Every entry must be reproduced word for word.

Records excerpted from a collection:
....

PR #2247, opened 2015-06-22
libutils/json.c: support bareword keys in JSON parsing

tzz:
This code supports bareword JSON keys, e.g.

```
{
  bar : "zulu",
  foo: [
    "alpha",
    "bravo"
  ]
}
```

It also defines a new hard class `feature_json_bareword_keys` to detect if this is enabled.

I believe the code is safe and correct but appreciate some review.  Upon acceptance I can write tests and docs.

### DIFF
--- a/libenv/sysinfo.c
+++ b/libenv/sysinfo.c
@@ -954,6 +954,8 @@ static void BuiltinClasses(EvalContext *ctx)
 #ifdef HAVE_LIBYAML
     CreateHardClassesFromCanonification(ctx, "feature_yaml", "source=agent");
 #endif
+
+    CreateHardClassesFromCanonification(ctx, "feature_json_bareword_keys", "source=agent");
 }
 
 /*******************************************************************/
--- a/libutils/json.c
+++ b/libutils/json.c
@@ -2061,7 +2061,30 @@ static JsonParseError JsonParseAsObject(const char **data, JsonElement **json_ou
             return JSON_PARSE_OK;
 
         default:
-            if (property_name)
+            // Note the character class excludes ':'.
+            // This will match the key from { foo : 2 } but not { -foo: 2 }
+            if (NULL == property_name &&
+                StringMatch("^\\w[-\\w]*\\s*:", *data, NULL, NULL))
+            {
+                char *colon = strchr(*data, ':');
+
+                // Step backwards until we are on the last whitespace.
+
+                // Note that this is safe because the above regex guarantees
+                // we will find at least one non-whitespace character as we
+                // go backwards.
+                char *ws = colon;
+                while (IsWhitespace(*(ws-1)))
+                {
+                    ws -= 1;
+                }
+
+                property_name = xstrndup(*data, ws - *data);
+                *data = colon;
+
+                break;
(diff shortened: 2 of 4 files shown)


neilhwatson:
++ Saving me from typing is a Good Thing.

kacfengine:
Is this part of the JSON standard? While slightly ambiguous, the specification over at http://json.org/ does seem to indicate that keys are real strings, and thus should be quoted. I'd rather not have us deviate from the spec, since it will ultimately cause confusion.

What about other parsers?

tzz:
Almost every parser supports this option, and one of the original authors of Javascript (where JSON originated) has said it was a mistake to require quoted keys.  Basically things like `return` couldn't be handled by the parser and they decided to be strict and require string keys.  I can't find the article anymore but I recall it clearly.

We can make it a compile-time or run-time option but I think there's never any harm in allowing it.

tzz:
ping?

estenberg:
Looks good.

tzz:
An idea: it could be configurable.  We could check `enable_feature_json_bareword_keys` (default any) and `disable_feature_json_bareword_keys` (default !any) classes, so users can turn this off if they don't want it.  I don't think it's worthwhile personally.

tzz:
Acceptance test added, ready for merge.

kacfengine:
> An idea: it could be configurable. We could check enable_feature_json_bareword_keys (default any) and disable_feature_json_bareword_keys (default !any) classes, so users can turn this off if they don't want it. I don't think it's worthwhile personally.

No, I don't think so either. I was just worried we might break the standard, but it seems harmless enough.

kacfengine:
trigger build

kacfengine:
Testing https://github.com/tzz/core/commit/a85b581ce92e0f21a55393faa2ac66c11a9b0756.

kacfengine:
Thanks, all good, merged manually.

kacfengine:
Oh, and I removed the ``feature_json_bareword_keys``, since it's not configurable.

tzz:
...but now users don't have a way to check if bareword keys are supported.  The idea was not to make it configurable so much as discoverable.  Can you consider bringing that feature class back?

kacfengine:
Do you think that's needed? Many features are added in new versions, and we don't add feature classes for all of them. A version check can accomplish the same thing.

Not necessarily against it though, it just seems a bit excessive.

tzz:
In this case specifically, the user won't know if it's safe to use bareword keys until they are rejected.  With the feature class, they can do `cf-promises --list-classes` and grep for that feature before triggering errors.

kacfengine:
Yes, but he can use ``cfengine_3_8::``. Don't you think that's good enough? After all we don't recommend running multi-version setups, although it does happen, of course.

tzz:
Testing for a specific version is a bit of a pain but I won't argue if you think it's the right way.

kacfengine:
Yeah, unless you have a strong feeling the other way I think it's better to leave it out. After all it's only useful in the transition from 3.7 to 3.8, after that it will be useless.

....

Output for this task:
PR #2247, opened 2015-06-22
libutils/json.c: support bareword keys in JSON parsing

tzz:
This code supports bareword JSON keys, e.g.

```
{
  bar : "zulu",
  foo: [
    "alpha",
    "bravo"
  ]
}
```

It also defines a new hard class `feature_json_bareword_keys` to detect if this is enabled.

I believe the code is safe and correct but appreciate some review.  Upon acceptance I can write tests and docs.

### DIFF
--- a/libenv/sysinfo.c
+++ b/libenv/sysinfo.c
@@ -954,6 +954,8 @@ static void BuiltinClasses(EvalContext *ctx)
 #ifdef HAVE_LIBYAML
     CreateHardClassesFromCanonification(ctx, "feature_yaml", "source=agent");
 #endif
+
+    CreateHardClassesFromCanonification(ctx, "feature_json_bareword_keys", "source=agent");
 }
 
 /*******************************************************************/
--- a/libutils/json.c
+++ b/libutils/json.c
@@ -2061,7 +2061,30 @@ static JsonParseError JsonParseAsObject(const char **data, JsonElement **json_ou
             return JSON_PARSE_OK;
 
         default:
-            if (property_name)
+            // Note the character class excludes ':'.
+            // This will match the key from { foo : 2 } but not { -foo: 2 }
+            if (NULL == property_name &&
+                StringMatch("^\\w[-\\w]*\\s*:", *data, NULL, NULL))
+            {
+                char *colon = strchr(*data, ':');
+
+                // Step backwards until we are on the last whitespace.
+
+                // Note that this is safe because the above regex guarantees
+                // we will find at least one non-whitespace character as we
+                // go backwards.
+                char *ws = colon;
+                while (IsWhitespace(*(ws-1)))
+                {
+                    ws -= 1;
+                }
+
+                property_name = xstrndup(*data, ws - *data);
+                *data = colon;
+
+                break;
(diff shortened: 2 of 4 files shown)


neilhwatson:
++ Saving me from typing is a Good Thing.

kacfengine:
Is this part of the JSON standard? While slightly ambiguous, the specification over at http://json.org/ does seem to indicate that keys are real strings, and thus should be quoted. I'd rather not have us deviate from the spec, since it will ultimately cause confusion.

What about other parsers?

tzz:
Almost every parser supports this option, and one of the original authors of Javascript (where JSON originated) has said it was a mistake to require quoted keys.  Basically things like `return` couldn't be handled by the parser and they decided to be strict and require string keys.  I can't find the article anymore but I recall it clearly.

We can make it a compile-time or run-time option but I think there's never any harm in allowing it.

tzz:
ping?

estenberg:
Looks good.

tzz:
An idea: it could be configurable.  We could check `enable_feature_json_bareword_keys` (default any) and `disable_feature_json_bareword_keys` (default !any) classes, so users can turn this off if they don't want it.  I don't think it's worthwhile personally.

tzz:
Acceptance test added, ready for merge.

kacfengine:
> An idea: it could be configurable. We could check enable_feature_json_bareword_keys (default any) and disable_feature_json_bareword_keys (default !any) classes, so users can turn this off if they don't want it. I don't think it's worthwhile personally.

No, I don't think so either. I was just worried we might break the standard, but it seems harmless enough.

kacfengine:
trigger build

kacfengine:
Testing https://github.com/tzz/core/commit/a85b581ce92e0f21a55393faa2ac66c11a9b0756.

kacfengine:
Thanks, all good, merged manually.

kacfengine:
Oh, and I removed the ``feature_json_bareword_keys``, since it's not configurable.

tzz:
...but now users don't have a way to check if bareword keys are supported.  The idea was not to make it configurable so much as discoverable.  Can you consider bringing that feature class back?

kacfengine:
Do you think that's needed? Many features are added in new versions, and we don't add feature classes for all of them. A version check can accomplish the same thing.

Not necessarily against it though, it just seems a bit excessive.

tzz:
In this case specifically, the user won't know if it's safe to use bareword keys until they are rejected.  With the feature class, they can do `cf-promises --list-classes` and grep for that feature before triggering errors.

kacfengine:
Yes, but he can use ``cfengine_3_8::``. Don't you think that's good enough? After all we don't recommend running multi-version setups, although it does happen, of course.

tzz:
Testing for a specific version is a bit of a pain but I won't argue if you think it's the right way.

kacfengine:
Yeah, unless you have a strong feeling the other way I think it's better to leave it out. After all it's only useful in the transition from 3.7 to 3.8, after that it will be useless.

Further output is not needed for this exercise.